Knowledge Manager Manual

Configure CSV lookups

CSV lookups match field values from your events to field values in the static table represented by a CSV file. Then they output corresponding field values from that table to your events. They are also referred to as "static lookups". CSV inline lookup table files and inline lookup definitions that use CSV files are both dataset types. See Dataset types and usage.

Each column in a CSV table is interpreted as a potential value of a field.

About the CSV files

There are a few restrictions to the kinds of CSV files that can be used for CSV lookups:

  • The table represented by the CSV file must have at least two columns.
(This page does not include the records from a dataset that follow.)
PR #3801, opened 2019-06-03
WFCORE-4502 Unify line-endings of bat scripts (regression against WF15)

rhusar:
Jira
https://issues.jboss.org/browse/WFCORE-4502

WF PR
https://github.com/wildfly/wildfly/pull/12336

### DIFF
--- a/.gitattributes
+++ b/.gitattributes
@@ -1,0 +1,2 @@
+*.bat    text eol=crlf
+*.ps1    text eol=crlf


jamezp:
One thing to note is if want the current files to all be CRLF we're going to have to manually change the files first. Just some kind of change to trigger git to change the line endings.

rhusar:
@jamezp The assumption is that the release build script performs a clean checkout every time thus this ensures files are CRLF on checkout.

It does not matter what they are in the source tree. But yes, that can be done too, but its not necessary.

jamezp:
What do you mean by "clean checkout"? I know for sure when I do a release it's just based on master. I definitely don't re-checkout the project.

rhusar:
@jamezp The maven release plugin does this for you automatically in `release:perform` goal. It downloads the tag you have just tagged from SCM in the `release:prepare` goal. Thus, when ti does the checkout, it will checkout those files according to `.gitattributes` file, which will set CRLF line endings regardless of the OS you are running for the release.

*well, unless somebody sets use `localCheckout` to true :-) https://maven.apache.org/plugins-archives/maven-release-plugin-2.3.2/perform-mojo.html#localCheckout

jamezp:
Ah well as far as I know none of us that do releases use the release plugin :). I know for sure I don't. I don't think we should block this PR based on this BTW. I do think it's a good thing to have configured.

rhusar:
@jamezp That's a bit surprising to me. What do you use to release then?

jamezp:
Just manually commit it. This is basically the release process https://developer.jboss.org/wiki/WildFlyCoreReleaseProcess.

rhusar:
@jamezp Ouch. In that case I would change the files in the source tree as well... I will update tomorrow.

rhusar:
@jamezp I have updated the PR to change the files that are supposed to use CRLF line endings in the source tree as well as `.gitattributes`. These need to be separate commits (since if they were a single commit, git looks at the attributes and automatically fixes line endings thus won't commit the files into the source tree). 

Note that this is not only about scripts that we package but also about scripts that are not-packaged, e.g. mvn wrapper for windows. Currently this is extremely messy, for instance if you look at `mvnw.cmd`:
```
[rhusar@ribera wildfly-core]$ file mvnw.cmd
mvnw.cmd: DOS batch file text, ASCII text, with CRLF, LF line terminators
```
it mixes both CRLF and LF line terminators. This should resolve all these problems.

darranl:
@jamezp I think you had the most comments on this one - are your concerns now resolved?  If so I will bundle this with the PRs I am about to push through CI to merge.

jamezp:
@darranl I'm fairly indifferent about it, but I don't think it hurts anything. It won't fix the issue for anyone that has the project already checked out without doing something like `find feature-pack/src -name "*.bat" | xargs -I {} git reset-file "{}"`. However for any new checkouts or changes to the file that require a local update it should fix those.

PR #3846, opened 2019-06-27
Minor license fixes

jamezp:
No JIRA required


jamezp:
@darranl These are commits from a downstream prod branch to sync the repositories. To be completely honest I just don't want more paperwork, but if it's required we can do it.

jmesnil:
@jamezp @darranl I'm ok with letting these changes go without a JIRA issue as they deal with cleanup of licenses (removing some, adding others, sorting them) and do no touch codebase.

PR #3847, opened 2019-06-27
Minor license fixes

jamezp:
No JIRA required. 
Upstream PR: #3846


jmesnil:
@jamezp @darranl I'm ok with letting these changes go without a JIRA issue as they deal with cleanup of licenses (removing some, adding others, sorting them) and do no touch codebase.

PR #3850, opened 2019-06-29
[WFCORE-4553] The IBM JVM requires the log manager to be set on the a…

jamezp:
…rgLine when forking surefire tests. The log manager is initialized before the surefire system properties are set.

https://issues.jboss.org/browse/WFCORE-4553
https://issues.jboss.org/browse/WFCORE-4554

The fix for WFCORE-4554 was added to this PR as WFCORE-4553 blocks these tests from being enabled.


testsuite/embedded/src/test/java/org/wildfly/core/test/embedded/host/controller/JBossLogManagerHostControllerTestCase.java
```diff
@@ -32,11 +35,16 @@
 
     @Test
     public void testLogManager() throws Exception {
-        // The IBM JDK creates a logger early on doesn't allow the JBoss Log Manager to be used. For now we will ignore
-        // the test when the IBM JDK is being used.
-        Assume.assumeFalse(isIbmJdk());
-        System.setProperty("test.log.file", "test-standalone-jbl.log");
-        System.setProperty("logging.configuration", getClass().getResource("/logging.properties").toExternalForm());
+        System.setProperty("test.log.file", "test-hc-jbl.log");
```
bstansberry: You changed this value which is probably why the test is failing. I think L49 needs to be changed to match.

jamezp: Correct. It passed for me locally because the order the tests ran. I'm going to make an additional change to delete the files as well so this won't happen again.

PR #3851, opened 2019-07-02
[WFCORE-4557] Do not acquire the write lock to read http-upgrade-enabled attribute

yersan:
The same handler is used to write and read, in case of reads, the model was being retrieved for an update, which acquired the model controller lock unnecessarily.

This patch changes the read of the attribute to use `readResource` instead of `readResourceForUpdate`

Jira issue: https://issues.jboss.org/browse/WFCORE-4557


jmesnil:
@yersan thanks!

PR #3852, opened 2019-07-03
[WFCORE-4558] Correctly compare null values against configured values…

jamezp:
… when determining if a handler should be reconfigured.

https://issues.jboss.org/browse/WFCORE-4558


jmesnil:
@jamezp thanks!

PR #3854, opened 2019-07-05
WFCORE-4560 Allow management interface to be able to use a https socket binding

jaikiran:
The commit here fixes the issue reported in https://issues.jboss.org/browse/WFCORE-4560.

One of those columns should represent a field with a set of values that includes those belonging to a field in your events. The column does not have to have the same name as the event field. Any column can have multiple instances of the same value, as this represents a multivalued field.
  • The CSV file cannot contain non-utf-8 characters. Plain ascii text is supported, as is any character set that is also valid utf-8.
  • The following are unsupported:
    • CSV files with pre-OS X (OS 9 or earlier) Macintosh-style line endings (carriage return ("\r") only)
    • CSV files with header rows that exceed 4096 characters.

Create a CSV lookup

Prerequisities

Steps

  1. Add the CSV file for the lookup to your Splunk deployment. The CSV file must be located in one of the following places:
    $SPLUNK_HOME/etc/system/lookups
    $SPLUNK_HOME/etc/apps/<app_name>/lookups
    Create the lookups directory if it does not exist.
  2. Add a CSV lookup stanza to transforms.conf.
    If you want the lookup to be available globally, add its lookup stanza to the version of transforms.conf in $SPLUNK_HOME/etc/system/local/. If you want the lookup to be specific to a particular app, add its stanza to the version of transforms.conf in $SPLUNK_HOME/etc/apps/<app_name>/local/.
    Caution: Do not edit configuration files in $SPLUNK_HOME/etc/system/default.
    The CSV lookup stanza names the lookup table and provides the name of the CSV file that the lookup uses. It uses these required fields.
    • [<lookup_name>]: The name of the lookup table.
    • filename = <string>: The name of the CSV file that the lookup references. The CSV file is saved in $SPLUNK_HOME/etc/system/lookups/, or in $SPLUNK_HOME/etc/<app_name>/lookups/ if the lookup belongs to a specific app. Only file names are supported. If you specify a path, the Splunk software strips the path to use the value after the final path separator.
  3. (Optional) Use the check_permission field in transforms.conf and outputlookup_check_permission in limits.conf to restrict write access to users with the appropriate permissions when using the outputlookup command.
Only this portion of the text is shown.